Exploring Data Lake
Before querying, it is important to know what content (datasets or data tables) the data lake contains. This will help us understand how to effectively query and utilize the available data resources. Beacon exposes a REST API to query the content of the data lake. The API is available at the /api
endpoint. You can use the GET
method to retrieve information about the datasets and data tables available in the data lake.
Data is organized in either datasets
or data tables
:
- Datasets: These are individual files that contain data in a specific format (e.g., NetCDF, Parquet, CSV). Datasets can be queried directly using SQL. For example, a dataset named
2020.nc
could be queried to retrieve specific variables or subsets of the data. - Data Tables: These are structured collections of datasets that are organized in a tabular format. Data tables are used to group related datasets together and provide a higher-level interface for querying and analyzing data. For example, a data table named
2020_2022
could be created from the datasets2020.nc
,2021.nc
, and2022.nc
. This table would allow users to query all three datasets as if they were a single entity.
Exploring Datasets
To learn which datasets are available, use the following HTTP GET request:
GET /api/datasets
This will return a list of datasets available in the data lake.

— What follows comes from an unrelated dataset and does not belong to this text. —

PR #228, opened 2015-06-24
PARQUET-317: Fix writeMetadataFile crash when a relative root path is used

stevencanopy:
This commit ensures the fully-qualified path is used prior to calling mergeFooters(..).

### DIFF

Once we know which datasets are available, we can list the schema of the datasets using the following HTTP GET request:
GET /api/dataset-schema?file=example1.nc
Beacon also supports querying using multiple datasets at once using a glob pattern. This sometimes super types
the schema of different datasets together. To list the schema of multiple datasets together, use the following HTTP GET request:
GET /api/dataset-schema?file=*.nc
This also works for other data formats like Parquet, CSV & ODV ASCII.
Exploring Data Tables
To learn which data tables are available, use the following HTTP GET request:
GET /api/tables
This will return a list of data tables available in the data lake.
Once we know which data tables are available, we can list the schema of the data tables using the following HTTP GET request:
GET /api/table-schema?table=example1
This will return the schema of the specified data table.